Rabu, 22 Juli 2020

3 Ulama Paku Banten paling keramat yang masih hidup - Himayah atau Pemimpin Ulama di Tanah Banten



Forum Muslim - Banten merupakan provinsi Seribu Kyai Sejuta Santri. Tak heran jika nama Banten terkenal diseluruh Nusantara bahkan dunia Internasional. Sebab Ulama yang sangat masyhur bernama Syekh Nawawi AlBantani adalah asli kelahiran di Serang - Banten.

Provinsi yang dikenal dengan seni debusnya ini disebut sebut memiliki paku atau penjaga yang sangat liar biasa. Berikut akan kami kupas 3 Ulama Paku Banten paling keramat yang masih hidup.

1. Abuya Syar'i Ciomas Banten
Selain sebagai kyai terpandang, masyarakat ciomas juga meyakini Abuya Syar'i sebagai himayah atau penopang bumi banten.
Ulama yang satu ini sangat jarang dikenali masyarakat Indonesia, bahkan orang banten sendiri masih banyak yang tak mengenalinya.
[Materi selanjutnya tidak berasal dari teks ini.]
PR #2698, opened 2024-12-09
Extend assignment_operator to optionally allow '=' assignments

### LINKED ISSUE #2441: Extend assignment_linter() to enforce '=' by default for assignment

MichaelChirico:
Closes #2441. Tests are partially copied from #2521 -- for implementation I'm starting from scratch rather than trying to re-work it based on the discussion there. Thanks @J-Moravec for getting things started & the fruitful discussion!

Pausing here for, well, even more discussion :)

I'm getting hung up on the interaction of the proposed argument with the other arguments, particularly `allow_right_assign` and `allow_pipe_assign`.

If we have `(allow_right_assign=FALSE, top_level_operator="any")`, that does make `x -> 2` a bit ambiguous, right?

I can think of two options:

 1. Subsume the other options into this new one by allowing `top_level_operator = c("<-", "->", "%<>%")` to be equivalent to the current `(allow_right_assign=TRUE, allow_pipe_assign=TRUE)`. That looks pretty transparent to me, but presents some back-compatibility issues.
 2. Ditch `any` in favor of `either`, i.e. _either_ `<-` or `=`.

WDYT @IndrajeetPatil @AshesITR?

### DIFF
--- a/R/assignment_linter.R
+++ b/R/assignment_linter.R
@@ -7,6 +7,9 @@
 #' @param allow_right_assign Logical, default `FALSE`. If `TRUE`, `->` and `->>` are allowed.
 #' @param allow_trailing Logical, default `TRUE`. If `FALSE` then assignments aren't allowed at end of lines.
 #' @param allow_pipe_assign Logical, default `FALSE`. If `TRUE`, magrittr's `%<>%` assignment is allowed.
+#' @param top_level_operator Character, default `"<-"`, matching the style guide recommendation for assignments with
+#'   `<-`. When `"="`, all top-level assignments must be done with `=`; when `"any"`, there is no enforcement of
+#'   top-level assignment operator.
 #'
 #' @examples
 #' # will produce lints
@@ -25,6 +28,11 @@
 #' lint(
 #'   text = "x %<>% as.character()",
 #'   linters = assignment_linter()
+#' )
+#'
+#' lint(
+#'   text = "x <- 1",
+#'   linters = assignment_linter(top_level_operator = "=")
 #' )
 #'
 #' # okay
@@ -64,6 +72,11 @@
 #'   linters = assignment_linter(allow_pipe_assign = TRUE)
 #' )
 #'
+#' lint(
+#'   text = "x = 1",
+#'   linters = assignment_linter(top_level_operator = "=")
+#' )
+#'
 #' @evalRd rd_tags("assignment_linter")
 #' @seealso
 #' - [linters] for a complete list of linters available in lintr.
@@ -73,7 +86,10 @@
 assignment_linter <- function(allow_cascading_assign = TRUE,
                               allow_right_assign = FALSE,
                               allow_trailing = TRUE,
-                              allow_pipe_assign = FALSE) {
+                              allow_pipe_assign = FALSE,
+                              top_level_operator = c("<-", "=", "any")) {
+  top_level_operator <- match.arg(top_level_operator)
+
   trailing_assign_xpath <- paste(
     collapse = " | ",
     c(
--- a/tests/testthat/test-assignment_linter.R
+++ b/tests/testthat/test-assignment_linter.R
@@ -196,14 +196,18 @@ test_that("multiple lints throw correct messages", {
 test_that("assignment operator can be toggled", {
   eq_linter <- assignment_linter(top_level_operator = "=")
   any_linter <- assignment_linter(top_level_operator = "any")
+  lint_message <- rex("Use =, not")
 
   expect_lint("a = 1", NULL, eq_linter())
   expect_lint("a = 1", NULL, any_linter())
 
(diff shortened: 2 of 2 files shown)


AshesITR:
From an interface standpoint I think `top_level_operator` should be called `assignment_operator` and `"any"` shouldn't be an option.

Maybe it's worth exploring what `=` assignment style should look like for inner assignments and reduce flexibility a bit when it comes to them.

IndrajeetPatil:
I agree that we shouldn't support "any" as an option. That is effectively turning off the linter, which they can already do via the config file.

MichaelChirico:
> That is effectively turning off the linter, which they can already do via the config file.

Well, not exactly. It would still retain the remaining [options](https://lintr.r-lib.org/reference/assignment_linter.html) -- even if we subsume all of `allow_cascading_assign`, `allow_right_assign`, `allow_pipe_assign` into one `operator=` argument, there's still the `allow_trailing=` argument that's independent of the assignment operator.

But maybe `operator=NULL` is the better way to say "any operator".

> I think top_level_operator should be called assignment_operator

Dikarnakan Beliau memang jarang sekali terlihat publik, kesehariannya hanya berdia di rumah dan menerima tamu yg datang sowan ke rumahnya untuk meminta doa dan barokah dari Beliau. Banyak santri - santrinya yang menyaksikan secara langsung karomah beliau. Beliau juga disebut sebut sebagai pemegang golok ciomas banten yang asli dan hanya ada satu satunya di dunia ini.

2. Abuya Muhtadi Cidahu Banten
Beliau merupaka salah satu ulama yg diakui sebagai pakunya tanah Banten. Seorang ulama yang terdaftar dalam jajaran mustasyar PBNU ini adalah seorang putra dari Abuya Dimyati Cidahu Pandeglang. Ayahnya merupakan seorang waliyullah yang sangat masyhur, tak hanya di nusantara namun juga dunia internasional. 
Banyak murid-muridnya yang menyaksikan secara langsung karomah Abuya Muhtadi. Salah satunya yang terkait soal banjir besar di Serang - Banten. Sebelum banjir menghantam kota Serang, malam harinya Beliau sudah memberikan aba - aba terkait bencana besar ini.

Sumber dan kisah karomah Abah Syar'i, Abah Muhtadi dan Abah Munfasir klik link ini 👇 https://youtu.be/4E8PbCfWqfI

3. Abuya Munfasir Padarincang
Abuya menerapkan beberapa syarat untuk dapat mondok dan menuntut ilmu ditempatnya, salah satunya dengan tidak diperbolehkannya membawa apapun. Hanya baju yang melekat dibadan saja yang diperbolehkan untuk di bawa ke pondok beliau. Selain itu, abuya juga memberikan syarat untuk siapa saja yang ingin menuntut ilmu dengan beliau, diharuskan untuk di test agar sanggup berpuasa selama 40 hari sambil berbuka dan sahur hanya dengan 3 teguk air (tidak lebih). Setelah melewati taraf pengetesan ini, abuya mengharuskan santri untuk berpuasa dengan umbi-umbian yang tidak dipebolehkan untuk di masak / terkena api, pada taraf ini santri harus mengiringi puasanya dengan membaca Al-quran 10 juz perharinya.
Ketika semua sudah dilewati, sampailah kita pada syarat yang bisa di bilang syarat tertinggi yang diberikan oleh Abuya, yaitu harus puasa mutih (berpuasa dengan hanya nasi putih dan garam). Dan berpuasa dari segala omongan (berdiam diri). Jadi jangan heran, ketika berkunjung ketempat beliau akan menemukan santri santri beliau yang tidak mengeluarkan sepatah kata sedikitpun.
Syarat syarat yang di berikan beliau memang terlihat sangat berat, tapi beliau punya manhaj sendiri untuk menjadikan santri santrinya memiliki hati yang bersih, salah satunya melalui jalan tasawwuf.